- **WHAT IS NEEDED**
Print each line from the start of the records below up through the line where "As discussed in" is found, exactly as given.

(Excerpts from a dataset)
========================
Issue #466, opened 2019-01-10
Show a Bootstrap alert in jQuery mode when active content is detected


Jaifroid:
As discussed in #457, it would be ideal to display a Bootstrap alert when active content that cannot be displayed in jQuery mode is detected. This would be similar to that used in Kiwix JS Windows (see screenshot below), but without the Archive Index feature. @mossroy has suggested the following wording for the alert:

> Unable to display active content: this ZIM file is not fully supported in jQuery mode. Try to switch to ServiceWorker mode in the settings (if supported by your platform). Else some content might be available through a search (type some letters in the search zone). [Permanently hide]

It would be ideal if this can be backported in time for release 2.5. The implementation isn't difficult.

![image](https://user-images.githubusercontent.com/4304337/50907955-84246f00-1420-11e9-8bcf-0570262dccf9.png)

Jaifroid:
PR #467 addresses this issue, and is explained there. I merely add some screenshots here.

![image](https://user-images.githubusercontent.com/4304337/51009132-d1026580-1546-11e9-9727-2b396f868d08.png)

![image](https://user-images.githubusercontent.com/4304337/51009177-06a74e80-1547-11e9-84fa-f4b51d273bf6.png)

![image](https://user-images.githubusercontent.com/4304337/51009219-2dfe1b80-1547-11e9-824a-83105f606392.png)

![image](https://user-images.githubusercontent.com/4304337/51009228-3fdfbe80-1547-11e9-918b-56e79b52b9b1.png)

Issue #438, opened 2018-11-17
Cookies.js uses deprecated escape and unescape functions


Jaifroid:
You can see the use of these in `cookies.js` here: https://github.com/kiwix/kiwix-js/blob/master/www/js/lib/cookies.js#L26 

See the big red warning sign regarding `escape-unescape` on https://developer.mozilla.org/en-US/docs/Web/JavaScript/Reference/Global_Objects/escape .

This is causing me some problems with UTF-8 characters in document titles in an experimental branch where I encode the last-visited page title in a cookie. It seems that `escape-unescape` are pre-UTF8 era, and we should use `encodeURIComponent` and `decodeURIComponent` instead where we are not using simple ASCII.

We don't need a framework for our limited handling of cookies. because it's very easy to get and set them without a framework, since a) we set the values ourselves, so we control them; b) most (all?) of the key-value pairs we use are ASCII; and c) if we extend them in the future we can simply `encodeURIComponent` and `decodeURIComponent` anything else ourselves.

These are the only patterns we need in our current code, I think, and they're one-liners:

* Getting the value of `lastContentInjectionMode`:

    `value = document.cookie.replace(/^.*lastContentInjectionMode=([^;]*).*$/, '$1');
`
* Setting the value of `lastContentInjectionMode`:

    `document.cookie = 'lastContentInjectionMode=' + lastContentInjectionMode + ';expires=Fri, 31 Dec 9999 23:59:59 GMT';`

And for good measure, though I don't think we use these patterns:

* Checking that value of `myKey` is `true`:

    `if (/myKey=true\b/i.test(document.cookie) { do something }`

* Deleting `myKey`:

    `document.cookie = myKey + '=;expires=Thu, 21 Sep 1979 00:00:01 UTC';`

mossroy:
I took this `cookies.js` file from Mozilla, but it was a long time ago.
It has been removed from https://developer.mozilla.org/en-US/docs/DOM/document.cookie, but the last available version in the history of this page has replaced escape/unescape with encodeURIComponent/decodeURIComponent : https://developer.mozilla.org/en-US/docs/Web/API/Document/cookie$revision/948801#A_little_framework_a_complete_cookies_readerwriter_with_full_unicode_support

[...]

PR #467, opened 2019-01-11
Add active content warning in jQuery mode

Jaifroid:
This is a first go at addressing #466. I have backported the UI features and detection of the active content warning from Kiwix JS Windows. It intelligently detects an unsupported UI and puts a yellow Bootstrap `alert-warning` just below the search box. The alert is only shown on the landing page (otherwise it would become very annoying), and is removed when the user presses Config or searches for articles. By default, it will appear again whenever the user goes back to a landing page with active content.

The alert can be dismissed temporarily (with the x) or permanently. Hyperlinks to the appropriate settings on the Config page are provided (to activate SW mode, and to hide the warning permanently), and these hyperlinks jump to (and highlight) the setting the user needs to activate. The highlighting feature is backported from Kiwix JS Windows where it is maybe more useful because there are a lot more options that can be confusing. However, it still seems useful here, and educates the user about the Config settings. It also will become more useful as display settings are added.

I've taken the liberty of including a small bit of related code that is part of the same UI feature set in Kiwix JS Windows. It responsively changes the colour of the API status panel from yellow `panel-warning` (when the SW API is unavailable or unregistered) to green `panel-success` when the SW API is available and registered. I think this makes things clearer for the user and is aesthetically pleasing.

### DIFF
--- a/www/js/app.js
+++ b/www/js/app.js
@@ -50,6 +50,18 @@ define(['jquery', 'zimArchiveLoader', 'util', 'uiUtil', 'cookies','abstractFiles
     var selectedArchive = null;
     
     /**
+     * A global parameter object for storing variables that need to be remembered between page loads
+     * or across different functions
+     * 
+     * @type Object
+     */
+    var params = {};
+
+    // Set parameters and associated UI elements from cookie
+    params['hideActiveContentWarning'] = cookies.getItem('hideActiveContentWarning') === 'true';
+    document.getElementById('hideActiveContentWarningCheck').checked = params.hideActiveContentWarning;
+    
+    /**
      * Resize the IFrame height, so that it fills the whole available height in the window
      */
     function resizeIFrame() {
@@ -159,6 +171,7 @@ define(['jquery', 'zimArchiveLoader', 'util', 'uiUtil', 'cookies','abstractFiles
         $('#articleListWithHeader').hide();
         $("#searchingArticles").hide();
         $('#articleContent').hide();
+        $('.alert').hide();
         refreshAPIStatus();
         return false;
     });
@@ -178,22 +191,31 @@ define(['jquery', 'zimArchiveLoader', 'util', 'uiUtil', 'cookies','abstractFiles
         $('#articleListWithHeader').hide();
         $("#searchingArticles").hide();
         $('#articleContent').hide();
+        $('.alert').hide();
         return false;
     });
     $('input:radio[name=contentInjectionMode]').on('change', function(e) {
         // Do the necessary to enable or disable the Service Worker
         setContentInjectionMode(this.value);
     });
-    
+    $('input:checkbox[name=hideActiveContentWarning]').on('change', function (e) {
+        params.hideActiveContentWarning = this.checked ? true : false;
+        cookies.setItem('hideActiveContentWarning', params.hideActiveContentWarning, Infinity);
+    });
+
     /**
      * Displays of refreshes the API status shown to the user
      */
     function refreshAPIStatus() {
+        var apiStatusPanel = document.getElementById('apiStatusDiv');
+        apiStatusPanel.classList.remove('panel-success', 'panel-warning');
+        var apiPanelClass = 'panel-success';
         if (isMessageChannelAvailable()) {
             $('#messageChannelStatus').html("MessageChannel API available");
             $('#messageChannelStatus').removeClass("apiAvailable apiUnavailable")
                     .addClass("apiAvailable");
         } else {
+            apiPanelClass = 'panel-warning';
             $('#messageChannelStatus').html("MessageChannel API unavailable");
             $('#messageChannelStatus').removeClass("apiAvailable apiUnavailable")
                     .addClass("apiUnavailable");
@@ -204,15 +226,19 @@ define(['jquery', 'zimArchiveLoader', 'util', 'uiUtil', 'cookies','abstractFiles
                 $('#serviceWorkerStatus').removeClass("apiAvailable apiUnavailable")
                         .addClass("apiAvailable");
             } else {
+                apiPanelClass = 'panel-warning';
                 $('#serviceWorkerStatus').html("ServiceWorker API available, but not registered");
                 $('#serviceWorkerStatus').removeClass("apiAvailable apiUnavailable")
                         .addClass("apiUnavailable");
             }
         } else {
+            apiPanelClass = 'panel-warning';
             $('#serviceWorkerStatus').html("ServiceWorker API unavailable");
             $('#serviceWorkerStatus').removeClass("apiAvailable apiUnavailable")
                     .addClass("apiUnavailable");
         }
+        apiStatusPanel.classList.add(apiPanelClass);
+
     }
     
     var contentInjectionMode;
@@ -640,6 +666,7 @@ define(['jquery', 'zimArchiveLoader', 'util', 'uiUtil', 'cookies','abstractFiles
      */
     function searchDirEntriesFromPrefix(prefix) {
         if (selectedArchive !== null && selectedArchive.isReady()) {
+            $('#activeContent').alert('close');
             selectedArchive.findDirEntriesWithPrefix(prefix.trim(), MAX_SEARCH_RESULT_SIZE, populateListOfArticles);
         } else {
             $('#searchingArticles').hide();
@@ -713,12 +740,11 @@ define(['jquery', 'zimArchiveLoader', 'util', 'uiUtil', 'cookies','abstractFiles
             $("#searchingArticles").show();
             if (dirEntry.isRedirect()) {
                 selectedArchive.resolveRedirect(dirEntry, readArticle);
-            }
-            else {
+            } else {
+                params.isLandingPage = false;
                 readArticle(dirEntry);
             }
-        }
-        else {
+        } else {
             alert("Data files not set");
         }
     }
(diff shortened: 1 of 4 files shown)


Jaifroid:
@mossroy I've now tested and debugged this PR in Edge, Firefox ESR, FFOS Simulator, Chromium 66, and IE11 on Windows. It's ready for review.

mossroy:
I quickly tested on Firefox 60 ESR and Chrome 71 : it worked very well !
I really like the highlighting feature, and also the changing colors of the API panel.
I'll have a look at the code

www/js/app.js
```diff
@@ -49,6 +49,18 @@ define(['jquery', 'zimArchiveLoader', 'util', 'uiUtil', 'cookies','abstractFiles
      */
     var selectedArchive = null;
     
+    /**
+     * A global parameter object for storing variables that need to be remembered between page loads
+     * or across different functions
+     * 
+     * @type Object
+     */
+    var params = {};
```
mossroy: I can't make my mind about the use of this `params` object.
On which criteria would you put some variables in it, instead of declaring them individually? How different are they from some other variable like contentInjectionMode, lastContentInjectionMode, serviceWorkerRegistration etc?

www/js/app.js
```diff
@@ -49,6 +49,18 @@ define(['jquery', 'zimArchiveLoader', 'util', 'uiUtil', 'cookies','abstractFiles
...
+
+    // Set parameters and associated UI elements from cookie
+    params['hideActiveContentWarning'] = /hideActiveContentWarning=true/i.test(document.cookie);
```
mossroy: Why don't you use the functions of cookies.js to read the cookie like you did line 203 to set it? Is it related to #438?

www/js/app.js
```diff
@@ -1132,6 +1171,8 @@ define(['jquery', 'zimArchiveLoader', 'util', 'uiUtil', 'cookies','abstractFiles
                 $("#searchingArticles").hide();
                 alert("Article with title " + title + " not found in the archive");
             } else {
+                params.isLandingPage = false;
+                $('#activeContent').alert('close');
```
mossroy: Just for my understanding : what is this .alert function?

www/js/app.js
```diff
@@ -836,6 +869,12 @@ define(['jquery', 'zimArchiveLoader', 'util', 'uiUtil', 'cookies','abstractFiles
      * @param {String} htmlArticle
      */
     function displayArticleContentInIframe(dirEntry, htmlArticle) {
+        // Display Bootstrap warning alert if the landing page contains active content
+        var containsActiveContent = regexpActiveContent.test(htmlArticle);
```
mossroy: It would be better to move this test, so that it is executed only if `!params.hideActiveContentWarning && params.isLandingPage`
It would save some useless CPU cycles

www/js/lib/uiUtil.js
```diff
@@ -84,12 +84,45 @@ define([], function() {
         return url.replace(regexpRemoveUrlParameters, "$1");
     }
 
+    /**
+     * Displays a Bootstrap warning alert with information about how to access content in a ZIM with unsupported active UI
+     */
+    function displayActiveContentWarning() {
+        // We have to add the alert box in code, because Bootstrap removes it completely from the DOM when the user dismisses it
```
mossroy: Could you give me some more explanation?
What was the issue?

www/js/app.js
Jaifroid: @mossroy They are not really different. It just simplified the back-porting of the code from Kiwix JS Windows. The architecture I adopted there, first suggested by sharun-s I believe, was to declare a global params object in `init.js` and populate it from cookie at startup, set UI checkboxes, etc., or set default parameters which the user can then override in the UI. I have about 20 parameters that control different things about the state of the app (not all stored in the cookie by any means), and it simplifies things greatly to have them all kept together in the one object, and in one spot which the developer can easily manipulate (a bit like an old .ini file). There's an argument for tidying up and centralizing the use of such parameters in Kiwix JS, and things like `params['lastContentInjectionMode']` would be prime candidates for such tidying. However, I recognize that this is importing a bit of "foreign" code, and if you'd rather not go down that route, at least for now, it's fine, I can easily rename the two params I use in this PR. Just let me know if you'd prefer me to rename to standard variables.

www/js/app.js
Jaifroid: @mossroy Actually, not directly related to #438 in this instance. It's just a very concise and fast way of setting the state of the paramater to true or false. Saves some CPU!! With cookies plugin it returns a text value from the cookie which I then have to test with a conditional to transform it to true/false. This was the most concise way of getting a Boolean. Happy to change if you don't mind the code expanding a bit.

www/js/app.js
Jaifroid: @mossroy This is the standard way of closing a Bootstrap alert. See https://getbootstrap.com/docs/4.0/components/alerts/#methods . However, in one instance it caused an exception in both FF and in IE11, and I think it was because Bootstrap hadn't finished loading by the time it was called. So, you will see one alternative in the code which is simply a jQuery .hide() command. That doesn't actually dismiss the alert, just hides it, whereas this .alert function does.

www/js/app.js
Jaifroid: @mossroy OK, thanks, will do!

www/js/lib/uiUtil.js
Jaifroid: @mossroy PS from the Bootstrap API linked above:

> Note that closing an alert will remove it from the DOM.

www/js/app.js
Jaifroid: Commit https://github.com/kiwix/kiwix-js/pull/467/commits/778bc0a6a565775f98a441621a5a499ca1d740b1 addresses this comment.

www/js/app.js
mossroy: It's true that your implementation is probably faster.
On the other hand, I don't think we have performance issues regarding reading/setting cookies.
And this implementation might lead to some nasty bugs : if I set a cookie called "zzhideActiveContentWarning", it probably matches the regexp. Same thing if the value is "truezz".
In general, when there is no known performance issue on a feature, I prefer to centralize in a common implementation (even if it's a bit slower) : this lets us fix this kind of bugs in a single place, and also lets us easily refactor the code when necessary (like for #438).
So I'd prefer that you use the functions of cookies.js here

www/js/app.js
mossroy: OK, thanks for the pointer

www/js/app.js
mossroy: Looks good

www/js/app.js
Jaifroid: `/\bhideActiveContentWarning=true\b/.test(document.cookie)` would mitigate against both of the attacks on this value that you mention. However, I think your point is more philosophical ;-) and about consistency, so I'm happy to change it to use cookie.js.

www/js/lib/uiUtil.js
mossroy: I think we should investigate to find a better way to do that.
It should be avoided to have big chunks of HTML in a javascript file.

A few ideas : 
- the alert DOM element could be hidden somewhere else, and copied when we need to display it. So that bootstrap only removes the copy when the user dismisses it
- or, as you were mentioning, we could override the behavior of the X, like in https://stackoverflow.com/questions/20494887/my-bootstrap-alert-will-not-display-after-being-closed or in https://stackoverflow.com/questions/13550477/twitter-bootstrap-alert-message-close-and-open-again

But there might be better ideas.

Anyway, if it takes too much time, this might be left as is for now, provided that it will be fixed in next version (through a new issue)

www/js/lib/uiUtil.js
```diff
@@ -84,12 +84,45 @@ define([], function() {
...
+        var alertHTML =
+            '<div id="activeContent" class="alert alert-warning alert-dismissible fade in">' +
+                '<a href="#" class="close" data-dismiss="alert" aria-label="close">&times;</a>' +
+                '<strong>Unable to display active content:</strong> This ZIM is not fully supported in jQuery mode.<br />' +
+                'Content may be available by searching above (type a space or a letter of the alphabet), or else ' +
+                '<a id="swModeLink" href="#contentInjectionModeDiv" class="alert-link">switch to Service Worker mode</a> ' +
+                'if your platform supports it. &nbsp;[<a id="stop" href="#displaySettingsDiv" class="alert-link">Permanently hide</a>]' +
+            '</div>';
+        document.getElementById('alertBoxHeader').innerHTML = alertHTML;
+        ['swModeLink', 'stop'].forEach(function(id) {
```
mossroy: It would be good to add a comment here, explaining what the following code does (moving to the configuration section, and highlighting the relevant option)

www/js/app.js
Jaifroid: I've added issue #469 .

www/js/lib/uiUtil.js
Jaifroid: I have created #470 to deal with this issue. I'm wary about overriding Bootstrap standard behaviour, so would prefer the copy option, but we shall see.

www/js/lib/uiUtil.js
Jaifroid: Will do.

Jaifroid: Commit https://github.com/kiwix/kiwix-js/pull/467/commits/e179c98d3f58553b26b80085fce0f020493decea adds the requested comments.

Jaifroid:
@mossroy I believe remaining issues with this PR are either resolved or pushed to the two new issues I have created. Let me know, by approving the PR, whether it's ready to be squashed/merged.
========================
- **WORKED SOLUTION**
Issue #466, opened 2019-01-10
Show a Bootstrap alert in jQuery mode when active content is detected


Jaifroid:
As discussed in #457, it would be ideal to display a Bootstrap alert when active content that cannot be displayed in jQuery mode is detected. This would be similar to that used in Kiwix JS Windows (see screenshot below), but without the Archive Index feature. @mossroy has suggested the following wording for the alert:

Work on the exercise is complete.